Matching data and the values of their properties
This can be addressed by allowing the definition of a function which is called when a match is being tested. The environment would provide functions which execute a query and return its results.
- inputs to the function are in the typical vars table.
- return true if these vars match, otherwise false.
Some examples of what you would want to use this for:
- regular expression matching on the string coming in. This could be done by making a match which is simply %name% and then testing from the match-function.
- test to see if this is a person's name by looking it up in the database.
- Are there any cases where the match isn't going to be a simple '%abc%', but have other words in it etc?
This function is called when testing to see if a rule matches, if the simple text match already matched. If this function returns true it actually is a match, if it returns false it overrides the simple text match.
This actually requires a new type of match type. Say the case of matching numbers entered as actual ascii digits. What do you match to?
- first instinct is %number%, but this is a recursive definition because the type is %number%, which isn't really what we want. In this case, we don't actually want the search algorithm to try to find a match for a number. We just want a variable there called number.
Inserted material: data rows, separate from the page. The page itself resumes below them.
Issue #636, opened 2026-07-13
Merge gateway-api-console-plugin into kuadrant-console-plugin


R-Lawton:
## Context

The [gateway-api-console-plugin](https://github.com/Kuadrant/gateway-api-console-plugin) is a separate console plugin providing Gateway and HTTPRoute create/edit forms and "Attached" resource tabs. Rather than maintaining two plugins, merge its functionality into the kuadrant-console-plugin.

## Subtasks

- [ ] Copy Gateway create/edit form components (`GatewayCreatePage.tsx`, `GatewayModel.tsx`)
- [ ] Copy HTTPRoute create/edit form components (`HTTPRouteCreatePage.tsx`, `HTTPRouteRuleWizard.tsx`, `HTTPRouteModel.tsx`, backend-refs, filters, review)
- [ ] Copy "Attached" tab components (`GatewaySingleOverview.tsx`, `HTTPRouteSingleOverview.tsx`, `AttachedResources.tsx`)
- [ ] Copy HTTPRoute actions (`useHTTPRouteActions.tsx`)
- [ ] Copy utilities (`nameFromPath.ts`, `ParentReferencesSelect.tsx`, `gatewayCreateEditHelpers.ts`)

In some cases we may actually want to let it search for a number, then pass it to us for further testing. I'm not sure when, but I don't see anything wrong with allowing that... Anyway, I think the solution here is to add a new identifier here like _ to signify that we don't actually want to match against number, we just want to capture it as a variable for use in the match function later. So %_number%.
Need to be able to match against parts of the RDF database. Ex:
... ?person contacts:person ?name ...
all of the ?name results can be matched against.
or
?contact ex:name ?name .
?contact ex:email ?email ...
match ?name as a %person% type. Result is ?email %email address% type.
match: "%person%"
match-sparql: "/intro/ SELECT ?email WHERE { ?contact ex:name %person% . ?contact ex:email ?email }"
How does this type of search work?
Optimizations
The search is a complete search. It finds all possible matches, not just one. This makes sense now, but an optimization algorithm here is going to be closely related to the algorithm that predicts how to interpret each ambiguous statement.
- keep track of how often certain matches are used as a top level query (this is probably a hard part of the search) - I'd check it out though.
Old issues (already dealt with) - here for completeness and reference
Can a rule have multiple match types?
How does this effect the performance? * it seems like it may effect performance, but is really unavoidable. This abstraction is really useful. Tests could be done later to determine if expanding rules with multiple matchtypes to the equivalent set of multiple rules.
Is there any other way to handle this type of abstraction?